### Task statement
Search the records below for the string "while" and copy each line where it turns up.

### Listed records
PR #5573, opened 2026-08-28
Fix nnx.capture with List modules in scan

### LINKED ISSUE #5571: nnx.capture fails with nnx.scan when the model contains nnx.List (mixed str/int pytree dict keys)
### System information

- Flax 0.12.7, JAX 0.10.1, Python 3.14, macOS arm64 (CPU)

### Problem

`nnx.capture` fails when the wrapped function runs an `nnx.scan` and the model contains an `nnx.List` (directly or via `nnx.Sequential`):

```
ValueError: Comparator raised exception while sorting pytree dictionary keys.
...
TypeError: '<' not supported between instances of 'str' and 'int'
```

The same model captures fine eagerly and under `nnx.jit` alone; the same scan captures fine when the model stores its layers as plain attributes instead of an `nnx.List`. Only the combination capture + scan + `nnx.List` fails.

### Reproduction

```python
import jax.numpy as jnp
from flax import nnx


class Model(nnx.Module):
        self.layers = nnx.List([nnx.Linear(4, 4, rngs=rngs) for _ in range(2)])

    def __call__(self, x):
        for layer in self.layers:
            x = layer(x)
        self.sow(nnx.Intermediate, "out", x)
        return x


def rollout(model, x):
    state_axes = nnx.StateAxes({nnx.Intermediate: 0, ...: nnx.Carry})
    return nnx.scan(
        lambda m, x: m(x), in_axes=(state_axes, nnx.Carry), out_axes=nnx.Carry, length=3
    )(model, x)


x = jnp.ones(4)

# eager: OK
nnx.capture(Model(nnx.Rngs(0)), nnx.Intermediate)(x)

# nnx.jit: OK
nnx.capture(nnx.jit(lambda m, x: m(x)), nnx.Intermediate)(Model(nnx.Rngs(0)), x)

# nnx.scan: fails
nnx.capture(rollout, nnx.Intermediate)(Model(nnx.Rngs(0)), x)
```

Output:

```
capture(model)               OK
capture(jit(model))          OK
capture(scan rollout)        ValueError: Comparator raised exception while sorting pytree
                             dictionary keys.  (cause: TypeError: '<' not supported between
                             instances of 'str' and 'int')
```

Replacing the `nnx.List` with two plain attributes (`self.l0`, `self.l1`) makes the scan case pass and the sown value comes out stacked as expected, so the scan/StateAxes usage itself appears correct.

### Analysis

`capture()`'s wrapper sets `m.__captures__ = pytreelib.data(...)` on every module yielded by `iter_modules(module)` (flax/nnx/module.py, `wrapper`). `iter_modules` yields `nnx.List` (it is a `Module` subclass), so the `List` node — whose existing children are keyed by integers — gains a string-keyed entry. When `jax.lax.scan` later flattens the carry (first hit in `api_util.debug_info` → `flatten_with_path`), the dict with mixed `int`/`str` keys cannot be key-sorted and the comparator raises.

A possible fix is to skip integer-keyed container modules (`nnx.List`/`nnx.Dict`-style nodes) when planting `__captures__` — a sow on such a container has no stable attribute name anyway — or to store the capture buffers out-of-band rather than as attributes.

### What you expected to happen

The scan case behaves like the eager and jit cases: `(result, intermediates)` with the sown value stacked along the scan axis.

aswanth-07:
## What does this pull request do?

`nnx.capture` now uses a dedicated string key that remains orderable beside integer container keys. This lets `nnx.List` participate in capture without producing mixed-key sorting failures under `nnx.scan`, while preserving capture support for `nnx.List` subclasses that call `sow` in their own methods.

Fixes #5571

## What did you check?

- Added a regression covering `nnx.capture` around `nnx.scan` with a model containing an `nnx.List`.
- Added a subclass regression that calls `sow` on the list itself and verifies its stacked captured values.
- `python -m pytest tests/nnx/module_test.py::TestCapture -q`: 10 passed.
- `ruff check flax/nnx/module.py tests/nnx/module_test.py`: passed.
- `python -m py_compile flax/nnx/module.py tests/nnx/module_test.py`: passed.
- `git diff --check`: passed.
- The original scan regression fails on pristine main with `ValueError: Comparator raised exception while sorting pytree dictionary keys`.

AI assistance disclosure: AI-assisted development tools were used during investigation and implementation. The reported tests were run against the final diff.

## Checklist

- [x] This PR fixes a minor issue.
- [x] This change is discussed in a GitHub issue.
- [x] This change includes a regression test.

### DIFF
--- a/flax/nnx/module.py
+++ b/flax/nnx/module.py
@@ -882,6 +882,8 @@ def capture(fn: tp.Callable[P, R] | type[variableslib.Variable], *var_types: typ
 
       # Initialize __captures__ as a tuple of Variables (one per type)
       for path, m in iter_modules(module):
+        if getattr(m, '_pytree__has_int_keys', False):
+          continue
         # Create initial dicts for each variable type
         initial_dicts = {}
         for var_type in var_types:
--- a/tests/nnx/module_test.py
+++ b/tests/nnx/module_test.py
@@ -287,6 +287,34 @@ class TestCapture(parameterized.TestCase):
       jnp.broadcast_to(model.w.get_value()[None, :], (3, 4)))
     self.assertEqual(intermediates['y'].get_value()[0].shape, (3,))
 
+  def test_scan_with_list(self):
+    class Model(nnx.Module):
+      def __init__(self, rngs: nnx.Rngs):
+        self.layers = nnx.List([
+          nnx.Linear(4, 4, rngs=rngs) for _ in range(2)
+        ])
+
+      def __call__(self, x):
+        for layer in self.layers:
+          x = layer(x)
+        self.sow(nnx.Intermediate, 'out', x)
+        return x
+
+    def rollout(model, x):
+      state_axes = nnx.StateAxes({nnx.Intermediate: 0, ...: nnx.Carry})
+      return nnx.scan(
+        lambda m, x: m(x),
+        in_axes=(state_axes, nnx.Carry),
+        out_axes=nnx.Carry,
+        length=3,
+      )(model, x)
+
+    model = Model(nnx.Rngs(0))
+    _, intermediates = nnx.capture(rollout, nnx.Intermediate)(model, jnp.ones(4))
+
+    self.assertEqual(intermediates['out'][0].shape, (3, 4))
+    self.assertFalse(hasattr(model.layers, '__captures__'))
+
 
   @parameterized.parameters(True, False)
   def test_fwd_bwd(self, graph_mode):


samanklesaria:
This would prevent `nnx.List` subclasses from running `self.sow` in their methods. Perhaps not a common use case, but still one worth considering. I don't think blocking the `__captures__` attribute is the move here. Instead, we need to make the `__captures__` key comparable with ints.

aswanth-07:
Updated this in `ac7e375`. `nnx.capture` now uses a dedicated string key that remains orderable beside integer container keys, so `nnx.List` subclasses still receive capture state and can call `sow`. I added a subclass regression that verifies the list's captured values under `nnx.scan`. The complete `TestCapture` class passes with 10 tests, and Ruff passes on both changed files. Thanks for pointing out the subclass case.

aswanth-07:
Closing this in favor of #5585, which carries the maintainer-owned implementation of the same mixed-key ordering fix. Thanks for the design feedback and for taking it forward.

### Task answer
ValueError: Comparator raised exception while sorting pytree dictionary keys.
capture(scan rollout)        ValueError: Comparator raised exception while sorting pytree
`nnx.capture` now uses a dedicated string key that remains orderable beside integer container keys. This lets `nnx.List` participate in capture without producing mixed-key sorting failures under `nnx.scan`, while preserving capture support for `nnx.List` subclasses that call `sow` in their own methods.
- The original scan regression fails on pristine main with `ValueError: Comparator raised exception while sorting pytree dictionary keys`.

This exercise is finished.